さった峠から東海道広重美術館+磯崎新のグランシップ


蒲原〜東海道広重美術館・由比本陣記念館御幸亭・正雪紺屋


東京7:45−(東海道新幹線ひかり143号)−8:45静岡8:47−(東海道線上り)−
静岡駅8:45は時刻表の発時刻で、ひかりはそれより早く着いて、数分停車する。東海道線の普通列車に十分まにあって、東に戻る。
静岡を出ると、東静岡−草薙−清水−興津−由比−蒲原。

蒲原駅 9:15
こじんまりした駅に降りる。
このあとの由比、興津の駅とも似たような大きさ、デザインの駅だった。
東海道線のシンボルのみかん色を共通に使う配慮はしているが、ちょっとわびしい建物。
片側1車線の旧東海道を西へ、静岡に戻る方向に、もっといえば京に向かって歩いて行く。

東海道広重美術館・
由比本陣記念館御幸亭
  9:40-11:00


静岡県庵原郡由比町由比297ー1
  新幹線三島駅か静岡駅で東海道本線乗り換え由比駅徒歩25分
  東名富士icか清水icから国道1号経由県道富士由比線
9:00-17:00
休館:月曜 祝日の翌日 年末年始
tel. 0543-75-4454 fax. 0543-75-5321
http://village.infoweb.ne.jp/~yuicho/hiros1.html

昔ふうの構えの古風な門を入ると、芝の庭が広がっている。
右に美術館。左に見える邸宅が由比本陣記念館御幸亭。

美術館の中に入るとエントランスホールがあって、展示室には左から入って、ぐるっと回って右から出てくる。

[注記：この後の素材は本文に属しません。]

PR #143, opened 2020-12-02
Update the activate and suspend org scripts

ccostino:
This changeset updates the active and suspend organization utility scripts so that they function correctly and utilize version 7 of the `cf` CLI as well as the V3 API.

## Changes proposed in this pull request
- Adds a check to make sure version 7 of the `cf` CLI is being used
- Switches to using the V3 API to manage the organizations and applications
- Provides some additional guidance and comments

## Security considerations
- None: this change only modifies (and fixes) the function of existing public utility scripts

### DIFF
--- a/activate-org.sh
+++ b/activate-org.sh
@@ -12,6 +12,7 @@ if [ "$#" -ne 1 ]; then
   echo "Usage:"
   echo "   ./activate-org.sh <org name>"
   echo
+
   exit 1
 fi
 
@@ -25,6 +26,7 @@ if [ "$cf_version" -lt "$min_cf_version" ]; then
   echo "You must update your cf CLI to at least version 7."
   echo "Please run: brew update && brew upgrade cf-cli@7"
   echo
+
   exit 1
 fi
 
--- a/activate-org.sh
+++ b/activate-org.sh
@@ -31,22 +31,15 @@ if [ "$cf_version" -lt "$min_cf_version" ]; then
 fi
 
 org_name=$1
-GUID=$(cf org "${org_name}" --guid)
+org_guid=$(cf org "${org_name}" --guid)
 
 # Set the organization to not be suspended.
-cf curl "/v3/organizations/${GUID}" -X PATCH -d '{"suspended": false}'
+cf curl "/v3/organizations/${org_guid}" -X PATCH -d '{"suspended": false}'
 
-cf target -o "${org_name}"
-
-# Space names can contain spaces, so a for loop won't work as it'll break to
-# the next line upon the first whitespace character it reaches, not just a
-# newline character.  A while loop processes a whole line.
-cf spaces | tail -n +4 | while read -r space; do
-  cf t -s "${space}" > /dev/null
-
-  # The output of running `cf apps` includes more information than just the
-  # application name, which is the only thing we need.
-  for application in $(cf apps | tail -n +4 | awk '{ print $1 }'); do
-    cf start "${application}"
-  done
-done
+# Display a note reminding the platform operator to inform the business unit or
+# customer directly to restart their own apps, as we don't keep track of what
+# was running prior to suspending an organization.
+echo
+echo "Organization ${org_name} has been reactivated."
+echo "Please notify the customer that they must restart their applications."
+echo
--- a/activate-org.sh
+++ b/activate-org.sh
@@ -1,5 +1,10 @@
 #!/bin/sh
 
+# Activates an organization by setting its suspended status to false and starts
+# all stopped applications in all spaces of the organization.
+
+# Requires cf CLI version 7+ to work.
+
 set -e -x
 
 if [ "$#" -ne 1 ]; then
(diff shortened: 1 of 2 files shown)


activate-org.sh
```diff
@@ -1,24 +1,52 @@
 #!/bin/sh
 
+# Activates an organization by setting its suspended status to false and starts
+# all stopped applications in all spaces of the organization.
+
+# Requires cf CLI version 7+ to work.
```
apburnes, line 6: If the org developers are using cf cli v6, will us launching the apps in v7 affect their ability to manage the apps?

ccostino: No, it shouldn't; the requirement here is because of the switch to the V3 APIs and I wanted to make sure we're using compatible tools on our side when running things.

apburnes: 👍

activate-org.sh
```diff
@@ -1,24 +1,52 @@
...
-cf curl "/v2/organizations/${GUID}" -X PUT -d '{"status":"active"}'
+# Set the organization to not be suspended.
+cf curl "/v3/organizations/${GUID}" -X PATCH -d '{"suspended": false}'
 
 cf target -o "${org_name}"
-for space in $(cf spaces "${org_name}" | tail -n +4); do
+
+# Space names can contain spaces, so a for loop won't work as it'll break to
+# the next line upon the first whitespace character it reaches, not just a
+# newline character.  A while loop processes a whole line.
```
apburnes, line 43: TIL

activate-org.sh
```diff
@@ -1,24 +1,52 @@
...
+cf spaces | tail -n +4 | while read -r space; do
   cf t -s "${space}" > /dev/null
-  for application in $(cf apps | tail -n +5); do
+
+  # The output of running `cf apps` includes more information than just the
+  # application name, which is the only thing we need.
+  for application in $(cf apps | tail -n +4 | awk '{ print $1 }'); do
```
apburnes, line 49: I assume app names cannot have spaces.

spgreenberg, line 49: I do not think we should be starting apps. We don't know if the apps were running when suspended and do not track this information. This could lead to apps available that are not intended to be running.

apburnes (approved):
💯

activate-org.sh
ccostino: Ooooh good point.  In this case we should just flip the org to not being suspended then?

ccostino: I assume not as well, but I assumed that with the space names and then we ran into one with a space!  So perhaps not safe to assume?  @spgreenberg do you know?  I don't see anything in the documentation mentioning something about this.

spgreenberg: I think so. I would put it on the customer to start up apps. It is possible they have a start order as well.

ccostino: I'll update this then, thanks!

suspend-org.sh
```diff
@@ -1,24 +1,52 @@
...
+# Space names can contain spaces, so a for loop won't work as it'll break to
+# the next line upon the first whitespace character it reaches, not just a
+# newline character.  A while loop processes a whole line.
+cf spaces | tail -n +4 | while read -r space; do
   cf t -s "${space}" > /dev/null
-  for application in $(cf apps | tail -n +5); do
+
+  # The output of running `cf apps` includes more information than just the
+  # application name, which is the only thing we need.
+  for application in $(cf apps | tail -n +4 | awk '{ print $1 }'); do
```
spgreenberg, line 49: Same as the comment for line 44. Getting app names this way is brittle. It is better to use the API.

activate-org.sh
spgreenberg: This is brittle as output to the cli format will cause this to break. App names in a space should be fetched via the API.

suspend-org.sh
```diff
@@ -1,24 +1,52 @@
...
+# Set the organization to suspended.
+cf curl "/v3/organizations/${GUID}" -X PATCH -d '{"suspended": true}'
 
 cf target -o "${org_name}"
-for space in $(cf spaces "${org_name}" | tail -n +4); do
+
+# Space names can contain spaces, so a for loop won't work as it'll break to
+# the next line upon the first whitespace character it reaches, not just a
+# newline character.  A while loop processes a whole line.
+cf spaces | tail -n +4 | while read -r space; do
```
spgreenberg, line 44: Use the API to get the list of spaces, not the CLI commands

activate-org.sh
```diff
@@ -1,24 +1,52 @@
...
+# Set the organization to not be suspended.
+cf curl "/v3/organizations/${GUID}" -X PATCH -d '{"suspended": false}'
 
 cf target -o "${org_name}"
-for space in $(cf spaces "${org_name}" | tail -n +4); do
+
+# Space names can contain spaces, so a for loop won't work as it'll break to
+# the next line upon the first whitespace character it reaches, not just a
+# newline character.  A while loop processes a whole line.
+cf spaces | tail -n +4 | while read -r space; do
```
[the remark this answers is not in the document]
ccostino: Good point - what was there previously had broken because the output had changed; if anything, all of the requests should flip to just using the API.

suspend-org.sh
ccostino: Swapped, thank you for the suggestion!

suspend-org.sh
ccostino: Swapped this out for a much better way of doing this.

activate-org.sh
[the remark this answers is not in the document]
ccostino: Accounted for!

activate-org.sh
ccostino: Swapped out with API calls!

ccostino:
@apburnes and @spgreenberg, would you mind taking another quick look with the last changes I made?

- Simplified the scripts
- Swapped cf CLI usage for API calls
- Only use object GUIDs instead of names

Thanks!

apburnes (approved):
💯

広重の美術館とはいいながら、[由比の自然と歴史][東海道の宿場町・由比]というテーマの展示もあり、簡潔に町のありようが把握できるようになっている。

順路はロスがなく、ストレスなしで落ち着いて見られる。広重の浮世絵作品も、壁掛けだけでなく、平置きの展示も混じっていて、ゆっくり見られる。

途中、2階には眺めのいい休憩室がある。
その前にある講座室では中断なしに広重の解説ビデオが放映されている。20数分。


由比本陣記念館御幸亭は、参勤交代の折り大名が泊まった由比の本陣の離れ座敷を記念館として復元したもの。
美術館と共通の入館券でお茶とお菓子をいただける。庭を眺めながらひと休み。
この一帯の由比本陣公園の整備には、本陣跡地の買い取りに4億円、公園としての整備に5年の歳月と15億円の経費を要したという。

正雪紺屋(しょうせつこうや)

由比本陣公園の道の反対側にあり、江戸時代初期から四百年も続いている紺屋(染物屋)。
中に入ると染料を入れた甕(かめ)がいくつも床に沈められている。

由井正雪(1605-51)の生家といわれるが、この名前を聞くと歴史上の人というより、NHKの人形劇を思い出してしまう。「ひょっこりひょうたん島」のあと、「里見八犬伝」あたりに登場していたのだったか。
ユイショーセツは、主人公たちに迫ってくる無気味な存在の人という記憶があるのだけれど、どういう筋だったかも、歴史上、由井正雪がどういう人物かも、わからないまま。
思いがけず、こういうところで実在した人物だという証拠らしい生家が現れて、へええと思う。

道ばたに台を出して弁当を売っている店があったので、「桜えびすし」450円を買う。
由比は桜えびの町。
かつては旧東海道沿いの自治体の中で、唯一、過疎地域に指定されていたが、今では、年20億円の水揚げがある町の特産の桜えび料理が大当たりして、大型観光バスのコースにもなって賑わっている。